PR #22505, opened 2021-08-05
Update fundamentals-1.md

twalton83:

Changes the order of content so students can test examples they will read about more easily.

#XXXXX

### DIFF
--- a/foundations/javascript_basics/fundamentals-1.md
+++ b/foundations/javascript_basics/fundamentals-1.md
@@ -19,7 +19,7 @@ Look through these now and then use them to test yourself after doing the assign
 
 ### How to Run JavaScript Code
 
-All JavaScript we will be writing for the forseeable future will be ran via the browser. Later lessons in Foundations and the NodeJS path will show you how to run JavaScript outside of the browser environment. Keep in mind that due to differences in the NodeJS environment and the browser environment, for now you should always default to running your JavaScript in the browser unless otherwise specified.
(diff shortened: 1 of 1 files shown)


foundations/javascript_basics/fundamentals-1.md
```diff
@@ -17,25 +17,11 @@ Look through these now and then use them to test yourself after doing the assign
...
-2. [This MDN article](https://developer.mozilla.org/en-US/docs/Learn/JavaScript/First_steps/Math) covers the same info from a slightly different point of view. There's much more that you can do with numbers, but this is all you need at the moment.
-3. Read through \(and code along with!\) [this article](http://javascript.info/operators) about operators in Javascript.  Don't forget to do the "Tasks" at the bottom of the page!  It will give you a pretty good idea of what you can accomplish with numbers (among other things!) in JavaScript.
+### How to Run JavaScript Code
 
-### Practice!
+All JavaScript we will be writing for the forseeable future will be ran via the browser. Later lessons in Foundations and the NodeJS path will show you how to run JavaScript outside of the browser environment. Keep in mind that due to differences in the NodeJS environment and the browser environment, for now you should always default to running your JavaScript in the browser unless otherwise specified.
```
twalton83, line 22: As a note, I added this bit because some people do try to use Node to run browser code via Code Runner and don't understand why they can't use `prompt()` or similar browser methods.

I3uckwheat: I'm concerned that the jest section will be confusing for people after reading this.

I3uckwheat (changes requested):
I left one comment, there's also a few typos that github actions caught

twalton83:
The check seems to be successful? 

Also, as far as the comment, that's why I added that part, because I knew shortly after we would be taking them to a Node environment, and the Jest stuff is "unless otherwise specified".

wise-king-sullyman (approved):
LGTM!

I3uckwheat (approved):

_ _ _

### What you need to do
Reproduce each entry above exactly, keeping every word.

### Problem solution
PR #22505, opened 2021-08-05
Update fundamentals-1.md

twalton83:

Changes the order of content so students can test examples they will read about more easily.

#XXXXX

### DIFF
--- a/foundations/javascript_basics/fundamentals-1.md
+++ b/foundations/javascript_basics/fundamentals-1.md
@@ -19,7 +19,7 @@ Look through these now and then use them to test yourself after doing the assign
 
 ### How to Run JavaScript Code
 
-All JavaScript we will be writing for the forseeable future will be ran via the browser. Later lessons in Foundations and the NodeJS path will show you how to run JavaScript outside of the browser environment. Keep in mind that due to differences in the NodeJS environment and the browser environment, for now you should always default to running your JavaScript in the browser unless otherwise specified.
(diff shortened: 1 of 1 files shown)


foundations/javascript_basics/fundamentals-1.md
```diff
@@ -17,25 +17,11 @@ Look through these now and then use them to test yourself after doing the assign
...
-2. [This MDN article](https://developer.mozilla.org/en-US/docs/Learn/JavaScript/First_steps/Math) covers the same info from a slightly different point of view. There's much more that you can do with numbers, but this is all you need at the moment.
-3. Read through \(and code along with!\) [this article](http://javascript.info/operators) about operators in Javascript.  Don't forget to do the "Tasks" at the bottom of the page!  It will give you a pretty good idea of what you can accomplish with numbers (among other things!) in JavaScript.
+### How to Run JavaScript Code
 
-### Practice!
+All JavaScript we will be writing for the forseeable future will be ran via the browser. Later lessons in Foundations and the NodeJS path will show you how to run JavaScript outside of the browser environment. Keep in mind that due to differences in the NodeJS environment and the browser environment, for now you should always default to running your JavaScript in the browser unless otherwise specified.
```
twalton83, line 22: As a note, I added this bit because some people do try to use Node to run browser code via Code Runner and don't understand why they can't use `prompt()` or similar browser methods.

I3uckwheat: I'm concerned that the jest section will be confusing for people after reading this.

I3uckwheat (changes requested):
I left one comment, there's also a few typos that github actions caught

twalton83:
The check seems to be successful? 

Also, as far as the comment, that's why I added that part, because I knew shortly after we would be taking them to a Node environment, and the Jest stuff is "unless otherwise specified".

wise-king-sullyman (approved):
LGTM!

I3uckwheat (approved):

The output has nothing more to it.